- _Information shown_:
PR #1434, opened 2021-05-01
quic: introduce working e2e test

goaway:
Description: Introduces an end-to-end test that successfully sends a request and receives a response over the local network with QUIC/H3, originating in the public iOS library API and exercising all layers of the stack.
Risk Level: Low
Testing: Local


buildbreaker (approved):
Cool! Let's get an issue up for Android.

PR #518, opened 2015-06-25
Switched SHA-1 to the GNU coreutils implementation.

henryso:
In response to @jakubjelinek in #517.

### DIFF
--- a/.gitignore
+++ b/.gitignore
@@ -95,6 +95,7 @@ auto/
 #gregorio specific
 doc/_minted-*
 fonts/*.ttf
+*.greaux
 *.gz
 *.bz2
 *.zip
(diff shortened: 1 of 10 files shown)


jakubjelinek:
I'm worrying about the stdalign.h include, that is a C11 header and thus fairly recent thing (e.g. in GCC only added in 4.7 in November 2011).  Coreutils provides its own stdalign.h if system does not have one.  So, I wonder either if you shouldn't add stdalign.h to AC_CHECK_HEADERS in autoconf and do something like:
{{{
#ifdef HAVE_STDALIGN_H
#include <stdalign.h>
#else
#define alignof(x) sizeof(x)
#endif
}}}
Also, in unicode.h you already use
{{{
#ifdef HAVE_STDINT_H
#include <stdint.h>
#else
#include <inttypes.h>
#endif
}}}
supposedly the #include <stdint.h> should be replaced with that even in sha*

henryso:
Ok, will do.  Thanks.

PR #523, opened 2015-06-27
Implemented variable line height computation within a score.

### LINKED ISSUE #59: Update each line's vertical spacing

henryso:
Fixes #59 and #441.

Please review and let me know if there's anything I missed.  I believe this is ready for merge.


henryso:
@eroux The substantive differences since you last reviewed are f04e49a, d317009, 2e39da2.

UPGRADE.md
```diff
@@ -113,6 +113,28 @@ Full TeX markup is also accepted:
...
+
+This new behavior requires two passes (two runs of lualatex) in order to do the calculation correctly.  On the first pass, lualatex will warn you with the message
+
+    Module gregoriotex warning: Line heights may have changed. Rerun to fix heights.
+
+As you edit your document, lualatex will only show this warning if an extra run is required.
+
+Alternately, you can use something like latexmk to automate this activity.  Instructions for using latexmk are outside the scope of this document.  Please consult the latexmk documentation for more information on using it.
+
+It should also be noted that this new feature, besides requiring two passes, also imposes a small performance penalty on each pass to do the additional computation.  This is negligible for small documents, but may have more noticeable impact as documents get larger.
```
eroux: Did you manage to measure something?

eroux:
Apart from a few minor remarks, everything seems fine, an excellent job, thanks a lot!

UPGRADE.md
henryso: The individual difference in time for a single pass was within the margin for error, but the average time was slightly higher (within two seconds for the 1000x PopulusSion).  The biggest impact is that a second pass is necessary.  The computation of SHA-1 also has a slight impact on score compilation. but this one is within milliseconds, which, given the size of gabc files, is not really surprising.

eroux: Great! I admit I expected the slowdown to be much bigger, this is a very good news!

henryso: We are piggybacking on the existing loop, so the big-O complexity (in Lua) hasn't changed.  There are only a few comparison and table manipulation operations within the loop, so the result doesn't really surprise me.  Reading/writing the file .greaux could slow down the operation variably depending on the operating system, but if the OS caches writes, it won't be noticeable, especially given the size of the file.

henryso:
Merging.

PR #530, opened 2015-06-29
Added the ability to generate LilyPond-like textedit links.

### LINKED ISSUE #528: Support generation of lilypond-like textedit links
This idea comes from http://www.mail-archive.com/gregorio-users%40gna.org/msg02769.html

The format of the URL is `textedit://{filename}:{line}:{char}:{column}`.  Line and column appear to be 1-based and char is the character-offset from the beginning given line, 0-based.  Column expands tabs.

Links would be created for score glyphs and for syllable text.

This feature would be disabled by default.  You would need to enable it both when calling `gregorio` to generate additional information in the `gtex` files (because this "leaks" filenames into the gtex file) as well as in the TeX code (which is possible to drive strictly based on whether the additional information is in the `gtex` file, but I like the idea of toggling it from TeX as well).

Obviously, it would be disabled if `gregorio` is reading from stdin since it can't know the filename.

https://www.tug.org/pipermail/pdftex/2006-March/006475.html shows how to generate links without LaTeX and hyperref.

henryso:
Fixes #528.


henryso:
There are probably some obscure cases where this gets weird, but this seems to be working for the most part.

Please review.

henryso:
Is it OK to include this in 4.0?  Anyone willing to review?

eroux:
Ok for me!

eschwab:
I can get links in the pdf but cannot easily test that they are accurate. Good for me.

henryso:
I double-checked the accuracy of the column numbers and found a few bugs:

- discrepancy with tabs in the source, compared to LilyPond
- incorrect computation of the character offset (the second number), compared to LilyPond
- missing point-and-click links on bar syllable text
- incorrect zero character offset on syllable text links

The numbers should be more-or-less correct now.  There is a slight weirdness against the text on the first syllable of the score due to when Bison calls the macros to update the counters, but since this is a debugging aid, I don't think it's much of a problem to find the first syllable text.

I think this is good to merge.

- _What you have to do_: Every line of the material above that contains "merge" should be counted; give the total only.

- _Reply_: 2